As I've ranted on endlessly, quantitative easing (QE), a method of monetizing debt where the central bank purchases it's own government bonds, has a poor track record. QE, which the Bank of England initiated two weeks ago, and the Fed is implementing this week, has the aim of reducing long-term interest rates, in order to facilitate an economic recovery. When homeowners can obtain low-interest mortgages (which are tied to bond yields), it is stimulative to the economy. It works great in theory, but in practice, it is disastrous long-term, as QE induces unintended inflation down the road. You can't print money and not expect inflation, once it flows into the economy. So the net effect is opposite to the desired effect long-term, even if its desired positive effect (lower interest rates) is temporary.
As someone who is betting on higher rates (and lower bond prices), I figured we had at least several quarters before 10- and 30-year yields would increase again--there would be a time lag before the stimulative effects took hold. But something more insidious is in play, and something I've also warned against frequently. This reversal of long-term interest rates rising again is already happening this week.
The Chinese sovereign fund has been the largest purchaser of said US Treasury bonds for their reserves, historically. Due to their distrust of our central bank's print-and-spend policies, they are unwilling to step up their buying anymore. This reduced demand from the Chinese and other foreign central banks result in lack of participation at these bond auctions. QE is inflationary, and no one wants to hold our debt for 30 years, betting there will be no inflation in that span of 30 years. Remember: inflation is a bond killer, as it eats into the income bond yields promise. Hence, this bubble will burst also. And when it does, yields will spike up, raising our country's borrowing costs (higher rates = lower bond prices). This will make it more difficult for the US Government, the borrower of last resort, to repay their IOU's. In this scenario, a default is imminent, ushering in not the Dark Age, but squarely into the Stone Age. This is my biggest fear, and why I was totally against QE--hence, my comments about the Fed selling its soul to the devil.

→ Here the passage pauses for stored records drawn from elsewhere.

PR #165, opened 2015-01-11
add checks to prevent panic when parsing zone text.

xofyarg:
Empty text or comments in zone format will cause panics. Also add a description.

### DIFF
--- a/zscan.go
+++ b/zscan.go
@@ -102,12 +102,13 @@ type Token struct {
 	Comment string      // a potential comment positioned after the RR and on the same line
 }
 
-// NewRR reads the RR contained in the string s. Only the first RR is returned.
-// The class defaults to IN and TTL defaults to 3600. The full zone file
-// syntax like $TTL, $ORIGIN, etc. is supported.
-// All fields of the returned RR are set, except RR.Header().Rdlength which is set to 0.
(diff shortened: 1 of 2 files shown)


zscan.go
```diff
@@ -102,11 +102,15 @@ type Token struct {
...
+// NewRR reads the RR contained in the string s. Only the first RR is
+// returned. If s contains no RR, return nil with no error. The class
+// defaults to IN and TTL defaults to 3600. The full zone file syntax
+// like $TTL, $ORIGIN, etc. is supported. All fields of the returned
+// RR are set, except RR.Header().Rdlength which is set to 0.
 func NewRR(s string) (RR, error) {
+	if s == "" {
+		s = "\n"
+	}
 	if s[len(s)-1] != '\n' { // We need a closing newline
```
miekg: Why not add `len(s) > 0 && s[len(s)-1] != '\n' { ...` here?

miekg:
thanks for spotting this. Can you also add a little test case?

zscan.go
xofyarg: It should be. I was thinking just 'add' something to your code. My fault.

xofyarg:
The commit has been modified, some test cases have been added.

PR #168, opened 2015-01-14
client: c.exchange: receive multiple messages and combine into one

### LINKED ISSUE #167: c.Exchange does not support long responses like AXFR
Hi there, cool library! I'm using it to build a "reverse proxy" that redirects requests to one server or another depending on the domain asked.
It works well, but I'm having an issue with AXFR: it looks like [c.Exchange](https://github.com/miekg/dns/blob/master/client.go#L156) only reads one message, not the whole thing?

To reproduce, sample proxy code:
```
package main

import (
        "log"

        "github.com/miekg/dns"
)

func main() {
        server := &dns.Server{Addr: ":53", Net: "tcp"}
        dns.HandleFunc(".", proxy)
        log.Fatal(server.ListenAndServe())
}

func proxy(w dns.ResponseWriter, req *dns.Msg) {
        c := &dns.Client{Net: "tcp"}
        resp, _, err := c.Exchange(req, "37.187.31.39:53")
        if err != nil {
                log.Println(w.RemoteAddr(), err)
                dns.HandleFailed(w, req)
                return
        }
        w.WriteMsg(resp)
}
```
Update IP with an existing DNS server that allows AXFR for a domain, then:
```
$ dig axfr stalkr.net @localhost +tcp
; <<>> DiG 9.9.5-6-Debian <<>> AXFR stalkr.net @localhost +tcp
;; global options: +cmd
stalkr.net.             3600    IN      SOA     ns0.stalkr.net. hostmaster.stalkr.net. 2015001401 3600 1800 604800 86400
stalkr.net.             3600    IN      RRSIG   SOA 8 2 3600 20150122000000 20150108000000 61206 stalkr.net. rhCGJDljnE9DVU2eVYxp7+JKxArEkJ567ydX0zDXOPS5KnTKfscO+qT1 2TDzm8Dy8jHHXTJKjdj34k4fRB7NtpByIXcTiv7g/Kf2mf33PCOBy8ti /QbHBH0ugLht6Onn+1XV4aCWWDBwL6xeLTF+7Q4UtayM50/p4YI1gV6I D6M=
;; communications error to 37.187.31.39#53: end of file
```

I'm explicitly using tcp to rule out a possible issue with udp/edns0/max message size.

StalkR:
We combine the answers into a single *Msg because `c.Exchange` API returns a single *Msg. For exactness with the server, it would be better if we could return the list of *Msg received.

Alternatively `*Client` could expose the underlying `*Conn` and the caller could call `co.ReadMsg` itself if it wants more than the first message replied by `c.Exchange`. Unfortunately, `c.exchange` [closes](https://github.com/miekg/dns/blob/master/client.go#L142) the conn after use, so we can't.

I did not modify the other `Exchange` functions, I don't know if you wish to do so. This can be done in a separate change anyway.

Fixes #167

### DIFF
--- a/client.go
+++ b/client.go
@@ -154,7 +154,18 @@ func (c *Client) exchange(m *Msg, a string) (r *Msg, rtt time.Duration, err erro
 		return nil, 0, err
 	}
 	r, err = co.ReadMsg()
-	return r, co.rtt, err
+	rtt = co.rtt
+	for {
+		p, err := co.ReadMsg()
+		if err != nil {
+			break
+		}
+		r.Answer = append(r.Answer, p.Answer...)
+		r.Ns = append(r.Ns, p.Ns...)
+		r.Extra = append(r.Extra, p.Extra...)
+		rtt += co.rtt
+	}
+	return r, rtt, err
 }
 
 // ReadMsg reads a message from the connection co.


miekg:
```
co := &dns.Conn{Conn: c} // c is your net.Conn
co.WriteMsg(m)
in, _  := co.ReadMsg()
co.Close()
```

And re-create a dns.Msg after the fact?

If you need this for AXFR, then this is not the right approach, but I'll comment on that issue.

StalkR:
I don't understand what you suggest - I'm using a `dns.Client` which doesn't expose `net.Conn`?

There is no turning back now, because if rates keep climbing up, and our borrowing costs keep increasing (along with our debt), the Fed will keep buying more US Treasuries in a vicious spiral. I also mentioned the bond vigilantes resurfacing, the small group of big bond investors who keep irresponsible central banks in check. When this irresponsibility pops up, the vigilantes drive down bond prices, driving up interest rates simultaneously. This is bad for not only bonds, but it also very bad for stocks. Equities don't like high interest rates, because it makes the low yields on stocks unattractive (remember: investors buy stocks by betting on asset appreciation, not necessarily for income. They theoretically take on more risk in exchange for reaping greater rewards on rising equity prices).
The UK had a bond auction that actually failed, as there were NO buyers. So it's not just our bonds sovereign funds worldwide are shunning; there just isn't any demand for our debt as other countries hunker down and try to repair their economies.
Bottom line: there's just too much supply of debt out there, and not enough demand from untrusting foreign bond buyers. This will lead to long-term interest rates, no matter how much intervention central banks attempt. Using QE, these central banks are just distorting interest rates short-term, but harming the long-term economic health of our economy.